The committee included two Harvard Alums, one current senior, and an anthropology professor. The senior might have been the most taken with himself of the group. He was on the short side. (Don’t ask me how I could tell from only seeing him in a seated position; it may have been that his head wasn’t much higher than the mahogany table we all sat around in a distinctly fake, casual way; or, it might have been his attempt to act smarter than I think he was, that added to my impression that his legs most likely did not reach the floor.) It was he who threw out the first question. “Your application says that you have lived your entire life in a small New Hampshire town, of 3000 residents. Is there anything about your provincial life that might make you particularly equipped to take on the unique challenges of a school like Harvard, and then, potentially, to go out into the world at large and make an impact, a difference, in society at large?”

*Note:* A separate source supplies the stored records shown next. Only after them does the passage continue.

PR #934, opened 2026-06-16
feat(auth): stamp unauthenticated socket connections as no-capability anonymous (#933)

### LINKED ISSUE #933: Unbound socket connections still fall back to a claimed principal — stamp them no-capability `anonymous`
## Summary

The per-connection enforcement in #931 made the uplink's `publish-as` stamp the kernel-verified principal for a connection that authenticated. But it deliberately left the residual case — an **unbound** (unauthenticated) connection's `publish-as` still falls back to the principal it *claimed* — as a migration convenience.

That residual is the self-stamp itself: an unauthenticated local socket client can name (and act as) `default` (admin) or any principal, with no proof. #45/#852 calls for closing it.

## Proposal

Derive the principal entirely from the connection in `publish-as`:
- a kernel-verified binding → stamp that principal (as today);
- **no binding → stamp a reserved, no-capability `anonymous` identity** (no profile → capability checks fail closed; an unproven claim earns no privilege).

`anonymous` is reserved (`agent create` refuses it alongside `default`), so it can never be created or granted capabilities.

## Why it is safe (no live consumer relies on the fallback)

- The operator CLI and every agent authenticate — their ed25519 keypair is auto-minted, so they are bound, not unbound.
- The HTTP gateway publishes on the in-process event bus, bypassing the capsule-cli proxy / `publish-as` entirely (`astrid-gateway/src/state.rs`).
- The only thing the old fallback served was the self-stamp.

Kernel-internal, no WIT change. Completes #931's enforcement; refs #45/#852.

joshuajbouw:
## Linked Issue

Closes #933. Refs #852 (advances per-connection attribution; the `publish-as` deprecation it envisions remains future work).

## Summary

Completes #931's per-connection enforcement by closing the residual self-stamp it left. An **unbound** (unauthenticated) connection's `publish-as` no longer falls back to the principal it *claimed*. The principal is derived entirely from the connection — a kernel-verified binding stamps that principal; **no binding stamps a reserved no-capability `anonymous` identity** (no profile, so every capability check fails closed). Every socket connection is now either *authenticated* (acts as its proven principal) or *no-privilege*.

## Changes

- **`astrid-capsule` host `publish-as`:** derive the principal from the connection only — verified binding → that principal; unbound → `PrincipalId::anonymous()`. The capsule-supplied name is ignored entirely.
- **`astrid-core`:** `PrincipalId::anonymous()` — the reserved no-capability identity.
- **`astrid-kernel` admin:** reserve `anonymous` in `agent create` (extracted `reserved_principal_rejection`, beside the existing `default` reservation) so it can never be created or granted capabilities.
- **CHANGELOG** (Security entry) + corrected the now-stale "falls back to the supplied name" sentence in the #931 Added entry.

## Verification

- Updated/added tests: an unbound `publish-as` stamps `anonymous` (previously honoured the claim); `agent create` rejects `anonymous`.
- `cargo test -p astrid-capsule` (395 lib) + `-p astrid-kernel` + `-p astrid-core` green (the two `socket::tests` failures are the known Unix-bind-under-sandbox environment issue); `cargo clippy --workspace --all-features` clean; `cargo fmt --all --check` clean. Commit GPG-signed.
- Safety argument checked against the code: the operator and every agent authenticate (auto-minted keypair → bound); the HTTP gateway publishes on the in-process event bus, bypassing the capsule-cli `publish-as` path (`astrid-gateway/src/state.rs`); `BUILTIN_RESTRICTED` exists. The only thing the old fallback served was the self-stamp.

## Checklist

- [x] Linked to an issue


joshuajbouw:
Part of the local multi-tenant security floor epic — #935.

joshuajbouw:
Both addressed:

1. **`handlers.rs` reserved-name comparison** — already resolved before this review landed: the reserved-name logic moved into `astrid-core` as `PrincipalId::reserved_reason()`, which matches on `self.0.as_str()` (a string-slice comparison, no `PrincipalId`/`String` allocation). The handler now calls `principal.reserved_reason()`. (Your comment was on the pre-force-push revision.)

2. **`ipc.rs` double allocation** — fixed: the `Some` arm is now `verified.as_str().to_owned()` (single allocation) and the `None` arm is `PrincipalId::anonymous().into_inner()` (a new `into_inner()` moves the inner `String` out rather than `to_string()`-copying it), so each arm allocates exactly once.

PR #1007, opened 2026-06-23
feat(gateway): expose agent-loop readiness and fail fast on unconfigured chat

### LINKED ISSUE #963: Minimal capsule set for a working agent conversation is undocumented
_Found while integrating the **concierge** stack against AstridOS @ `cd43283` (LLM provider capsule + agent chat over the gateway). File/line refs are at that ref._

**Severity: major.**

`POST /api/agent/prompt` emits `ready` then nothing unless `react` + `session` + `identity` + an llm provider are all installed (`crates/astrid-gateway/src/routes/agent.rs` topic wiring; the dependency order is only visible in `toposort.rs` tests). The daemon hard-requires only `astrid-capsule-cli`. There's no manifest/endpoint that lists the minimal capsule set required for a functioning chat, so a fresh daemon that boots fine silently produces no replies.

**Ask:** document (or expose) the minimal capsule set for a working agent loop.

joshuajbouw:
## Linked Issue

Closes #963

## Summary

A fresh daemon boots clean but produces no agent replies unless the right capsules are loaded: `POST /api/agent/prompt` publishes `user.v1.prompt`, emits `ready`, then waits out the 5-minute stream timeout in silence if nothing subscribes the topic (or the LLM chain is incomplete). The daemon hard-requires only the socket uplink, and nothing reported what the agent loop was missing.

This exposes **agent-loop readiness**, computed name-agnostically from the loaded capsule manifests (never a hardcoded capsule list). A loop is ready when: (1) some loaded capsule `[subscribe]` matches `user.v1.prompt`, (2) some loaded capsule `[publish]` matches `agent.v1.response`, and (3) no required (non-optional) `[imports]` across the loaded set is unsatisfied. The kernel already computed import satisfaction at boot and discarded it; this consolidates that logic into one reusable, tested source of truth and surfaces it.

## Changes

- **Shared primitive** — `astrid-capsule/src/readiness.rs`: `agent_loop_readiness`, `topic_subscribers`/`topic_publishers` (route-layer subtree matcher), and `unsatisfied_required_imports`/`unsatisfied_optional_imports` (both apply the same cross-capsule self-exclusion, reusing `toposort::import_satisfied_by`). `validate_imports_exports` delegates to these, so the boot validator and the readiness report can never disagree.
- **Kernel API** — `KernelRequest::GetAgentReadiness` + `AgentLoopReadiness` DTO; handler reads the live registry. Gated `capsule:list` (mirrors `GetCapsuleMetadata`). Powers `GET /api/sys/readiness` (detailed, ops-facing) and the `astrid doctor` check.
- **`GET /api/sys/readiness`** — structured readiness for ops/admin (auth + `capsule:list`).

He’s got to be kidding! How seriously can one pretentious little Napoleon take himself? I could tell instantly that he must have been one of the boys from the club. One who comes from a family where the path includes an exclusive private school education until high school, and then it’s off to an elite boarding school. In addition to the best schools, the long line of family money also affords students like “Napoleon” private tutoring for hundreds of dollars an hour, expensive music lessons, and summers abroad mastering French or Spanish. Hours of impressive community service in places like Somalia, where he probably fund-raised an impressive amount of money so that he could institute programs designed to give the teens of some remote African village an Aids Education Program. What a lucky chap! He had it all, and now he was enjoying the challenge of getting to know a middle-American hick like me. I was probably more foreign to him then the Somaolian teens.
I felt the pressure to speak impressively weighing on me. I wanted these four strangers to hunger for me when I got up from the table to leave the wood paneled room at the Harvard Club. “My provincial life.” Was I even sure what that meant? I figured it had something to do with province, which means a small area, or a small town, I guessed, and then I found myself ranting about my job as Doc’s makeshift midwife.
“There was that time, when Doctor White and I drove ten miles into the woods, to deliver the Spaulding baby. Jack Spaulding and Jennifer Martin-Spauding were homesteaders who built their A-frame completely themselves from the Maple trees found in the woods around the property.” I spoke of the twenty-five degree below zero weather conditions, freezing the tears on our faces as wind seared our cheeks.